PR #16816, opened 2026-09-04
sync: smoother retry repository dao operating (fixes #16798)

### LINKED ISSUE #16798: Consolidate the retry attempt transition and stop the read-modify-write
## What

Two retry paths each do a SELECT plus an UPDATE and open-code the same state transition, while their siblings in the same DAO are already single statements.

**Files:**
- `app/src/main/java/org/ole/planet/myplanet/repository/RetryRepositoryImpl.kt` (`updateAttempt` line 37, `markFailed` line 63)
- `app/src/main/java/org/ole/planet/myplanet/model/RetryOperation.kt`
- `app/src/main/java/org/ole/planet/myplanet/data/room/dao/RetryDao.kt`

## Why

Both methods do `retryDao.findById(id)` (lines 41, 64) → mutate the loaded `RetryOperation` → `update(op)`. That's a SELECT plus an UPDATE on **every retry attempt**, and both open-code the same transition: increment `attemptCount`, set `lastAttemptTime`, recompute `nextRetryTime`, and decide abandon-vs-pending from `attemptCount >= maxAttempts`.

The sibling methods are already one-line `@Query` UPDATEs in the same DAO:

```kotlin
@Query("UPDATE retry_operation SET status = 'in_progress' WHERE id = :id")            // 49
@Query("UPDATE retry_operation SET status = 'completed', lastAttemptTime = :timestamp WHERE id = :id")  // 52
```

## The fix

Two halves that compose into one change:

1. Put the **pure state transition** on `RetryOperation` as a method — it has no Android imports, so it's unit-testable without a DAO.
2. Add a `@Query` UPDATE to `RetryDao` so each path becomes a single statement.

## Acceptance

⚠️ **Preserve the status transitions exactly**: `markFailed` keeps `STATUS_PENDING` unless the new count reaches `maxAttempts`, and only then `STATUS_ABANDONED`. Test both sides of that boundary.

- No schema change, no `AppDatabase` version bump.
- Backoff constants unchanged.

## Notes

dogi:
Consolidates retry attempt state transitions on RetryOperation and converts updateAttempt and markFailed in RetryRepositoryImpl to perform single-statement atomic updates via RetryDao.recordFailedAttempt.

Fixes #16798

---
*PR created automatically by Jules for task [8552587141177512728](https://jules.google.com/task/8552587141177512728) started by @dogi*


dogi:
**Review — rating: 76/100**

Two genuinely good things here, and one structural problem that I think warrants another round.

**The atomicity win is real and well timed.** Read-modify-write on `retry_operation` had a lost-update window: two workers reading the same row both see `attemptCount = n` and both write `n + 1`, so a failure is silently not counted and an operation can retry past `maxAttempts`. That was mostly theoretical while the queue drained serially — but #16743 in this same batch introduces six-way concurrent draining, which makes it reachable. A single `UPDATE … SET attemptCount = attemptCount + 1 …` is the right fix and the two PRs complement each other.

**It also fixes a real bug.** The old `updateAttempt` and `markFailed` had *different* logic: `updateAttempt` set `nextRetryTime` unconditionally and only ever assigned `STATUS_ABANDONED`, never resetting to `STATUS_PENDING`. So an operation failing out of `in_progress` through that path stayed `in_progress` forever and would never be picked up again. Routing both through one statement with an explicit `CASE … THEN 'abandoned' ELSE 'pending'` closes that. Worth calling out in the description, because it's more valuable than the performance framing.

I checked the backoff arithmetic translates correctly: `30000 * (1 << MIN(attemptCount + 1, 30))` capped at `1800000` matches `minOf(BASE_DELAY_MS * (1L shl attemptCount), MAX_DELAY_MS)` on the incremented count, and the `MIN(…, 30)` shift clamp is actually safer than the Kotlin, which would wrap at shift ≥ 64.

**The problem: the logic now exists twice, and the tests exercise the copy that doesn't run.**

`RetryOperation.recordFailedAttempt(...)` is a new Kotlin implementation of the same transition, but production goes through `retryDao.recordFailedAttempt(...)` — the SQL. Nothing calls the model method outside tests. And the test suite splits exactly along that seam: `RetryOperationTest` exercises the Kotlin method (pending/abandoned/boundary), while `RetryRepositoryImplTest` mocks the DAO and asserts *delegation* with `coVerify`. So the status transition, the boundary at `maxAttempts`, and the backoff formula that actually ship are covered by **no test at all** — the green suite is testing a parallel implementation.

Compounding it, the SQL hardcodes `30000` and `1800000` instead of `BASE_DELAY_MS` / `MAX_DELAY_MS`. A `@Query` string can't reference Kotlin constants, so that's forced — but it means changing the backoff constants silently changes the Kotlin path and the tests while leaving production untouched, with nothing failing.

- - -

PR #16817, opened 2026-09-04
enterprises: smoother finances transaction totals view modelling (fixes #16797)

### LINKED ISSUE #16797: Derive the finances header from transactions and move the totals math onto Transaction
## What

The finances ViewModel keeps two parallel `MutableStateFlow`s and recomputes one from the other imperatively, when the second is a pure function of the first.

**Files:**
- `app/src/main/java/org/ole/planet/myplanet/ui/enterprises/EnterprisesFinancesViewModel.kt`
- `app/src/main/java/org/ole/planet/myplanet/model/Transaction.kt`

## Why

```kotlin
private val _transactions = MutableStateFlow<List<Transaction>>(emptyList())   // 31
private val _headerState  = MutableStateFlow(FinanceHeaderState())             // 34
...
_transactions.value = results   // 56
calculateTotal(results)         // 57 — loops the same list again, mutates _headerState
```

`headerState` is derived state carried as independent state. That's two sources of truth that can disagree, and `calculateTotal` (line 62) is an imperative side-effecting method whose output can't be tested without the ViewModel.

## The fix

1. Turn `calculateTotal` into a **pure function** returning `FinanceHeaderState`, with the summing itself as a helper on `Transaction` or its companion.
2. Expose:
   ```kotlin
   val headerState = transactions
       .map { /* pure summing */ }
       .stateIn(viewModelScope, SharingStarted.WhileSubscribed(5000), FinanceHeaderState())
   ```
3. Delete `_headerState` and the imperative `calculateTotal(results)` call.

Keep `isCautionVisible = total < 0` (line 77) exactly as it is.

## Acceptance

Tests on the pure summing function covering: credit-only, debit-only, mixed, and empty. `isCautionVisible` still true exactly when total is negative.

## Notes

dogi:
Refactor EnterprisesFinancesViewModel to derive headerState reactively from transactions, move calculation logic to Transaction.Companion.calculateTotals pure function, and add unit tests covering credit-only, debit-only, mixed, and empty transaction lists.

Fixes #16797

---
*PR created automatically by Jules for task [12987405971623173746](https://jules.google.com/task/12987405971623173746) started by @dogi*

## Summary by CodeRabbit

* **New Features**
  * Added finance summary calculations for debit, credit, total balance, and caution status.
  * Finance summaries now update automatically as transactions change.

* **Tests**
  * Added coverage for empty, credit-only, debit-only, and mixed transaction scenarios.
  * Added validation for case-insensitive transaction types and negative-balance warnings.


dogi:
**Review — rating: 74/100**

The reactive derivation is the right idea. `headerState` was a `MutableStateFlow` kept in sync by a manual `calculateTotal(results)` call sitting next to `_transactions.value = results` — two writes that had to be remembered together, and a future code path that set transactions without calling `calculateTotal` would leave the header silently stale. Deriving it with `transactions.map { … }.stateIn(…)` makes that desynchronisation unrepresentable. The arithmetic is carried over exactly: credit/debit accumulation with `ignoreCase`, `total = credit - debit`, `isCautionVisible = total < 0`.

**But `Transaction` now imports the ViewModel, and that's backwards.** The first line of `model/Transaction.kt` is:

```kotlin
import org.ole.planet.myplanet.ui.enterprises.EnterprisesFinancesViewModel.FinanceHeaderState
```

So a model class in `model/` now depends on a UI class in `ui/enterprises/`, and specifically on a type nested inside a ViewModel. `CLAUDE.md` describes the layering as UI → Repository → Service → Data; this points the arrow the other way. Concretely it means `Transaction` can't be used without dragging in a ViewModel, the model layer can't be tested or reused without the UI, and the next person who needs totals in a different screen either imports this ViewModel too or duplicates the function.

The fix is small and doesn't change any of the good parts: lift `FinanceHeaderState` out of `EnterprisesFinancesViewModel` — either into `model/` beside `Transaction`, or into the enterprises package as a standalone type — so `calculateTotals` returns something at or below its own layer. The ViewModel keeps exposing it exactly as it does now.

- - -

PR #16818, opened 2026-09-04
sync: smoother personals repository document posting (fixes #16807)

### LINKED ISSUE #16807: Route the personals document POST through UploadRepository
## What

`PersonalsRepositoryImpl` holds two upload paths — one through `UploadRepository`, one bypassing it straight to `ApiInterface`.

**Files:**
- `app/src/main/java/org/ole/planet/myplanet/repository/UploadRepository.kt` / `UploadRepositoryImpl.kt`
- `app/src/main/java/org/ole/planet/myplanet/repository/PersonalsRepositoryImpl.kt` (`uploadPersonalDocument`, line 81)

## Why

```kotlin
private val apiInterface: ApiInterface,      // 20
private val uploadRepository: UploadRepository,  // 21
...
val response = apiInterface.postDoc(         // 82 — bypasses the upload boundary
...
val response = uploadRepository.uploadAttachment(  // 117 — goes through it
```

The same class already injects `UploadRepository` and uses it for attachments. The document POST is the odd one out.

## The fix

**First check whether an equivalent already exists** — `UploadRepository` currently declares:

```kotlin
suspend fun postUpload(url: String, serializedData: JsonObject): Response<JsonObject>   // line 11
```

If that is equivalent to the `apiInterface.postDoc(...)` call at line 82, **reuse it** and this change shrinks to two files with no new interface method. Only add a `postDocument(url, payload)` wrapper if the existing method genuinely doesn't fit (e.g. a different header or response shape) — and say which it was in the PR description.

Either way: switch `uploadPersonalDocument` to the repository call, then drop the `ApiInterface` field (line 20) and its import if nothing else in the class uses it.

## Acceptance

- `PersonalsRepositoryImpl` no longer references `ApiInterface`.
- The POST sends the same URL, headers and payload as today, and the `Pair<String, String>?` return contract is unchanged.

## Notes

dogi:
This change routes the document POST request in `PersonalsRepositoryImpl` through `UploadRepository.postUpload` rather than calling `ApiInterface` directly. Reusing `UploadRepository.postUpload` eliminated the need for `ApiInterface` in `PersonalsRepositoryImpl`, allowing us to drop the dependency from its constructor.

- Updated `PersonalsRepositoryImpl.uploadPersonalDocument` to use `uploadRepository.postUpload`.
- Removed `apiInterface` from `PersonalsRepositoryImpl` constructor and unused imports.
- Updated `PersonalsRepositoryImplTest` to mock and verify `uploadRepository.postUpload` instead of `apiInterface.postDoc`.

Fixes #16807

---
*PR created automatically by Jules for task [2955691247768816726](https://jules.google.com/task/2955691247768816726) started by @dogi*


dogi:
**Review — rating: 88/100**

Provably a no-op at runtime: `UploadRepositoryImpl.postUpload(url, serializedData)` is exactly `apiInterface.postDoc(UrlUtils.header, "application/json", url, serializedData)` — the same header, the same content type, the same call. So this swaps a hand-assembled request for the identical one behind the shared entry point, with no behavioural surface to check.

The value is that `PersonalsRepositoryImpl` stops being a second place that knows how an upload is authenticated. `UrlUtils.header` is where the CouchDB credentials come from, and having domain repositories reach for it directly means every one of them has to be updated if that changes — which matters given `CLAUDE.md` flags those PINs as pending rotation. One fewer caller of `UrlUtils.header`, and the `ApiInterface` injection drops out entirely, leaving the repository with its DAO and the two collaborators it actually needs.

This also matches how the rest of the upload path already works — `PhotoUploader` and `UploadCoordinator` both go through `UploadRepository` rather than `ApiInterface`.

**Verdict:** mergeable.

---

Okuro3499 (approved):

- - -

■ **Work instruction**
Across the listing, how many lines contain "single"? State the number and nothing else.

■ **Task answer**
4